Per Enrico Genovesi il reportage a sfondo sociale incentrato su storie italiane è pane quotidiano. La ricerca – accurata di significato e di profondità – insieme a sensibilità e tenacia sono le caratteristiche principali del suo talento. Da poco ha concluso un progetto fotografico, raccolto in un libro: Nomadelfia, Un’oasi di fraternità.
L’autore restituisce con stile narrativo, intimo e poetico, sottolineato da un intenso bianco e nero, la storica realtà comunitaria di Nomadelfia, fondata da Don Zeno Saltini. Qui regnano valori inestimabili quali famiglia accoglienza, fede, sobrietà, giustizia e fraternità.
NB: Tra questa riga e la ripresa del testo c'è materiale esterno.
PR #984, opened 2016-06-09
Rubocop config (ignore the red x)

maco:
Turn on all the Rubocop style checks so we can stop manually nitpicking. This might over time need some finessing.

Yes, this utterly fails the Code Climate check. That's because this commit makes it more strict, so now it's noticing all the stuff currently in the rest of the codebase.


CloCkWeRX:
Could we maybe start in the other direction; so we can incrementally fix issues across the entire codebase?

Il suo nome è un neologismo dal greco antico nomos e adelphia, che tradotto significa “legge di fraternità”, ed è il frutto di un lungo cammino individuale e comunitario.
Pagina dopo pagina scorrono le storie di vita quotidiana di alcune delle 300 persone che vivono nella comunità, nata nel 1948 nell’ex campo di concentramento di Fossoli (MO) con lo scopo di dare un padre e una madre ai bambini abbandonati e ora stabilizzata in un’area di quattro chilometri alle porte di Grosseto.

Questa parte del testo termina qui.